Pathway Learning

View Original

Good News About Good Friday

By Drs. John M. Frame and Steven L. Childers

It’s a profound, somewhat paradoxical, but biblical truth often missed: We will never know the depth of God’s love for us in the gospel until we first know the depth of God’s wrath poured out on Christ for us in the cross. This is why Jesus and Paul taught so much about God’s just, eternal wrath (hell) due guilty sinners.

The cross of Christ is meant to be a constant, vivid reminder to us that God’s holy justice requires Him to pour out his wrath against all sin. Because God is holy he cannot be neutral regarding evil. Instead God must be strongly and personally active in opposition to all evil. 

God was able to create the world out of nothing by just the power of his word. But God is not able to forgive us by just “deciding” to forgive us. God’s righteous nature demands that sin be punished with the full outpouring of his wrath. Before God can forgive his just demands must be met. Jesus met those demands for us on the cross.

The Father struck Jesus with the full blow of his wrath and judgment that we deserve. It was on the cross that Jesus, who had for all eternity looked into the loving face of God His Father, was separated from his love and looked into God’s face as his wrathful Judge and experienced the full agony and punishment that we deserve. 

God’s righteous nature demands that sin be punished with the full outpouring of his wrath. Before God can forgive his just demands must be met. Jesus met those demands for us on the cross.

Through the cross of Christ God means to draw out of our souls fervent praise to him for delivering us from the fire of God’s wrath to come (1 Thess 1:10). 

Hear the good news of the Gospel: God’s love for you is not because you are without sin but because you are a sinner for whom Christ died. Your faith rests not on what you do or don’t do but in what Christ has done for you on the cross. “Between you and the thunderclouds of God’s coming wrath stands the cross” (J.I. Packer). 

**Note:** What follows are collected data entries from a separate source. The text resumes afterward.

PR #1729, opened 2020-09-11
Takeaway challenge - Johnny Yip

JYip93:


lib/order.rb
```diff
@@ -0,0 +1,57 @@
...
+
+
+private
+
+    def check #iterate through dishes_ordered and get subtotal, then sum all the subtotal and compare with total
+        all_subtotal =0
+            @dishes_ordered.each do |item|
+            all_subtotal +=  item.sub_total
+        end
+    all_subtotal == @total ? true : false
```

Leon Morris writes, “Unpalatable though it may be, our sins, my sins, are the object of God’s wrath. We must realize that every sin is displeasing to God and that unless something is done about the evil we have committed we face ultimately nothing less than the divine anger.”

The holy justice of God displayed in the cross is meant by God not only to humble you but also to become the anchor of your soul. 

If God is just and you are outside of Christ that means that God must punish you. He cannot do anything but punish you. But the Good News is that since Jesus has already been punished for you on the cross, this means that God cannot punish you! In fact if God punished you now for your sin that would make God unjust--because God cannot demand double payment for the one debt that Jesus has already paid in full. That would be double jeopardy.

The holy justice of God displayed in the cross is meant by God not only to humble you but also to become the anchor of your soul. 

Leon Morris writes, “Part of what Christ did on the cross was propitiation, the taking of such action that wrath no longer works against us. He had made the offering that turns away wrath and as we put our trust in Him we need fear it no more. This means a wonderful assurance of peace for the Christian. In the end we have nothing to fear, for ‘He is the propitiation for our sins.’” 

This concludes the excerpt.